PT: A study shows that the North has the highest prevalence in cervical cancer. With your position as a governor’s wife and doctor, what are you doing to educate women on this?
ZAINAB: I think statistics are a little bit easy now. We are going through a transition period whereby there is a lot of information about family planning, women are knowing their rights and the ability to make decisions to have less children. We are actually seeing a decline in cervical cancer in the northern part.
However, that is just semantics, cancer is there whether is in the north or in the south. I have been working on cancer for some time now, even before becoming the wife of the governor. But being the first lady and mother of the state, gives me a platform now and a voice people listen to particularly in the state. The cancer foundation has done a lot of training, developing human resources.
We have done a lot of work really. We have gone to secondary schools to teach the girls about awareness. I work with market women, traditional and religious leaders. In our areas, it is very easy to cross the line between cultural misbeliefs, illiteracy and traditional beliefs. It all comes together and you have this horrible combination where people don’t go to hospitals and when the illness comes they don’t even know where to get the care. So, we are going out and informing people about all this, especially on cancer and maternal health.

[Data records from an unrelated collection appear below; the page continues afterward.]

PR #4961, opened 2023-09-06
WAITP-1211: Exclude certain types from response

acdunham:
### Changes:
- Exclude certain types from entities response, as specified by `database`

### DIFF
--- a/packages/tupaia-web-server/src/utils/generateFrontendExcludedFilter.ts
+++ b/packages/tupaia-web-server/src/utils/generateFrontendExcludedFilter.ts
@@ -8,11 +8,14 @@ interface FrontEndExcludedConfig {
 }
 
 // In the db project.config.frontendExcluded is an array with one entry for some reason
-export function generateFrontendExcludedFilter({
-  frontendExcluded,
-}: {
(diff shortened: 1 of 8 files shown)


packages/tupaia-web-server/src/utils/generateFrontendExcludedFilter.ts
```diff
@@ -8,17 +8,25 @@ interface FrontEndExcludedConfig {
...
           comparisonValue: frontendExcluded[0].types,
         },
       }
-    : {};
+    : {
+        type: {
+          comparator: '!=',
+          comparisonValue: defaultFrontendExcludedFields,
+        },
+      };
```
EMcQ-BES, line 31: Should we default here? Or combine?

EMcQ-BES (approved):
Looks good. One question, which I'm pretty sure you're correct on, just want a quick confirmation.

packages/tupaia-web-server/src/utils/generateFrontendExcludedFilter.ts
acdunham: I think we default, seems like the `web-config-server` was either doing one or the other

Another health area is immunisation because there are a lot of hindering beliefs around these things. People believe that cancer is an evil from the bush so they don’t immunise their children because they believe that you are going to make them sterile. So, we have outreach programs, we have free screenings too.
In the state, we are working with doctors and nurses in particular and teaching more and more people how to screen. We are helping to set up screening centres in every general hospital in Kebbi State. And we have the usual awareness, jingles, plays just to inform people about cancer. We are getting to the point where people know that, before it gets to a particular stage you have to visit the hospital. This may not happen in our four years stay, but very soon it will happen.
PT: You have been running a diagnostic centre in Nigeria, what have been the challenges so far?
ZAINAB: The biggest challenge is funding for our equipment and to get it to work right. The power issue is a big problem for us. Most of all, when we need to upgrade our equipment, we need to get the funds for it. Not all the banks are receptive on papers as they sound. You will hear things like one per cent (in securing loans) but when the reality comes, you are getting a double figure loan plus the charges.
We have applied for loans several times and we have gotten those offers but we have been unable to take them up because of the terms attached to them. So, to get the equipment to start with is an issue. We cannot charge the amount we need to maintain and sustain them. The company that manufactures these products will not go into agreement with what we have in Nigeria. They won’t give us a lease. If I were to be in America and the machine goes bad, within 24 hours, a backup machine will be in my centre because of the kind of agreement that we have.
But realistically, we can’t do that in Nigeria and we don’t even have the companies that produce these machines. Over there, when they are given a replacement machine, they abandon the older ones but we can’t afford to do that here. Sometimes, we have to wait for three months for the technician to come from abroad. We may have the money to pay for it but the technician travels round, therefore he doesn’t have time to come at once. Nigerians need to go extra miles to reach our promised land.